[Supplied data Boundary: Start]

PR #6086, opened 2022-03-23
Gekidou - Fix channel creator for private/public channel

avinashlng1080:
#### Summary
A bug has been identified on the current Gekidou app while testing against the community server.  Upon navigating to a channel, if you scroll on the posts, the app crashes.  This happens as we are trying to access the channel creator field which is not populated in the database under the Users table.

#### Device Information
This PR was tested on: 
iPhone 7 Plus and Google Pixel 4

#### Release Note

```release-note
NONE
```


larkox (approved):
LGTM, but makes me think. Should we have the authors of the channels in the database? Should we fetching them along with the channels?

app/screens/channel/channel_post_list/intro/public_or_private_channel/index.ts
```diff
@@ -31,11 +31,15 @@ const enhanced = withObservables([], ({channel, database}: {channel: ChannelMode
         const me = database.get<SystemModel>(SYSTEM).findAndObserve(SYSTEM_IDENTIFIERS.CURRENT_USER_ID).pipe(
             switchMap(({value}) => database.get<UserModel>(USER).findAndObserve(value)),
         );
+        const profile = channel.observe().pipe(
+            switchMap(() => channel.creator.observe()),
+            catchError(() => of$(undefined)),
+        );
```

[Supplied data Boundary: End]

Say how many lines of the entries above include the word "pipe", giving the number alone.

Task answer: 2